ARIADNE3D seeks to develop a scalable, high performance and high functionality data storage and exploration system for integrated 3D urban remote sensing data. I have been working on ARIADNE3D since 2017. We use Hadoop, MapReduce, HBase, Spark as the core technologies to develop solutions for management, integration, and analysis of 3D urban data on distributed computing infrastructures.
Research outcome to date:
This presentation to the OGC Point Cloud DWG highlights the requirement for development of point cloud data access services to off-load heavy data management and data access tasks from point cloud application development. Most of the existing point cloud services are developed for data warehousing and data visualization purposes, which consider only raw point clouds. We envision that point cloud data can also be enriched with computation/simulation data in an incremental manner to be used as a final urban model or a new type of spatial resource for further enrichment. As enriched points clouds become more popular, data service development needs to take into account this more complex type of spatial data.

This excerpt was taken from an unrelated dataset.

PR #3747, opened 2019-12-13
support Iptables 1.8 with legacy and nf_tables support

### LINKED ISSUE #3465: Weave Net breaks when host OS uses iptables 1.8
## What happened?

I installed Weave Net on a test cluster where the host OS is Debian Buster (aka Debian testing, rolling distro with the ~latest version of everything). After installing Weave, pod<>pod and pod<>internet communication is completely broken, no traffic flows at all, even between pods on the same machine.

A scalable solution for handling large full waveform LiDAR datasets is introduced in this paper. The work involves a full waveform database built atop HBase. By combining a 6-dimensional Hilbert spatial code and a temporal index into a compound indexing key, the database system is capable of supporting multiple spatial, temporal, and spatio-temporal queries.
This paper presents our investigation of 4 different data models for storage of point clouds in HBase - the distributed, key-value data store within the Hadoop ecosystem. The paper shares the lessons learned and reassesses several well-known point cloud management techniques in the context of the key-value database.
RETURN (Rethinking Tunnelling in Urban Neighbourhoods) is an EU-funded ERC project aiming to create an automated pipeline from aerial laser scanning to city-scale computational modelling. I joined RETURN in 2013 as a PhD candidate at UCD School of Civil and Environmental Engineering.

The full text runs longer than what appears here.